Take the records underneath and set them down exactly.

(Given data Opens)

PR #31, opened 2019-11-11
Add string interpolators for error logging

ioaoue:
As of SLF4J version 1.6.0, it is possible to log an exception along with a parameterized message. This PR adds some interpolators to use that feature.

### DIFF
--- a/logging/structured/src/main/scala/tofu/logging/Logging.scala
+++ b/logging/structured/src/main/scala/tofu/logging/Logging.scala
@@ -33,8 +33,8 @@ trait LoggingBase[F[_]] {
     write(level, message, values: _*)
 
   /** could be overridden in the implementations, write message about some exception */
-  def writeCause(level: Level, message: String, cause: Throwable): F[Unit] =
-    write(level, message, Logging.errorvalue(cause))
+  @silent def writeCause(level: Level, message: String, cause: Throwable, values: LoggedValue*): F[Unit] =
+    write(level, message, values: _*)
 
   def trace(message: String, values: LoggedValue*): F[Unit] = write(Trace, message, values: _*)
   def debug(message: String, values: LoggedValue*): F[Unit] = write(Debug, message, values: _*)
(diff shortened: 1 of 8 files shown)


logging/structured/src/main/scala/tofu/logging/impl/ContextLoggingImpl.scala
```diff
@@ -33,14 +33,14 @@ class ContextLoggingImpl[F[_]: Applicative, C: Loggable, Service: ClassTag](cont
...
+  override def traceCause(message: String, cause: Throwable, values: LoggedValue*): F[Unit] =
+    context.ask(ctx => logger.trace(ContextMarker(ctx), message, values :+ cause: _*)).whenA(errorEnabled)
+  override def debugCause(message: String, cause: Throwable, values: LoggedValue*): F[Unit] =
+    context.ask(ctx => logger.debug(ContextMarker(ctx), message, values :+ cause: _*)).whenA(errorEnabled)
+  override def infoCause(message: String, cause: Throwable, values: LoggedValue*): F[Unit] =
+    context.ask(ctx => logger.info(ContextMarker(ctx), message, values :+ cause: _*)).whenA(errorEnabled)
+  override def warnCause(message: String, cause: Throwable, values: LoggedValue*): F[Unit] =
+    context.ask(ctx => logger.error(ContextMarker(ctx), message, values :+ cause: _*)).whenA(errorEnabled)
+  override def errorCause(message: String, cause: Throwable, values: LoggedValue*): F[Unit] =
+    context.ask(ctx => logger.error(ContextMarker(ctx), message, values :+ cause: _*)).whenA(errorEnabled)
```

(Given data Closes)

* [Task solution]
PR #31, opened 2019-11-11
Add string interpolators for error logging

ioaoue:
As of SLF4J version 1.6.0, it is possible to log an exception along with a parameterized message. This PR adds some interpolators to use that feature.

### DIFF
--- a/logging/structured/src/main/scala/tofu/logging/Logging.scala
+++ b/logging/structured/src/main/scala/tofu/logging/Logging.scala
@@ -33,8 +33,8 @@ trait LoggingBase[F[_]] {
     write(level, message, values: _*)
 
   /** could be overridden in the implementations, write message about some exception */
-  def writeCause(level: Level, message: String, cause: Throwable): F[Unit] =
-    write(level, message, Logging.errorvalue(cause))
+  @silent def writeCause(level: Level, message: String, cause: Throwable, values: LoggedValue*): F[Unit] =
+    write(level, message, values: _*)
 
   def trace(message: String, values: LoggedValue*): F[Unit] = write(Trace, message, values: _*)
   def debug(message: String, values: LoggedValue*): F[Unit] = write(Debug, message, values: _*)
(diff shortened: 1 of 8 files shown)


logging/structured/src/main/scala/tofu/logging/impl/ContextLoggingImpl.scala
```diff
@@ -33,14 +33,14 @@ class ContextLoggingImpl[F[_]: Applicative, C: Loggable, Service: ClassTag](cont
...
+  override def traceCause(message: String, cause: Throwable, values: LoggedValue*): F[Unit] =
+    context.ask(ctx => logger.trace(ContextMarker(ctx), message, values :+ cause: _*)).whenA(errorEnabled)
+  override def debugCause(message: String, cause: Throwable, values: LoggedValue*): F[Unit] =
+    context.ask(ctx => logger.debug(ContextMarker(ctx), message, values :+ cause: _*)).whenA(errorEnabled)
+  override def infoCause(message: String, cause: Throwable, values: LoggedValue*): F[Unit] =
+    context.ask(ctx => logger.info(ContextMarker(ctx), message, values :+ cause: _*)).whenA(errorEnabled)
+  override def warnCause(message: String, cause: Throwable, values: LoggedValue*): F[Unit] =
+    context.ask(ctx => logger.error(ContextMarker(ctx), message, values :+ cause: _*)).whenA(errorEnabled)
+  override def errorCause(message: String, cause: Throwable, values: LoggedValue*): F[Unit] =
+    context.ask(ctx => logger.error(ContextMarker(ctx), message, values :+ cause: _*)).whenA(errorEnabled)
```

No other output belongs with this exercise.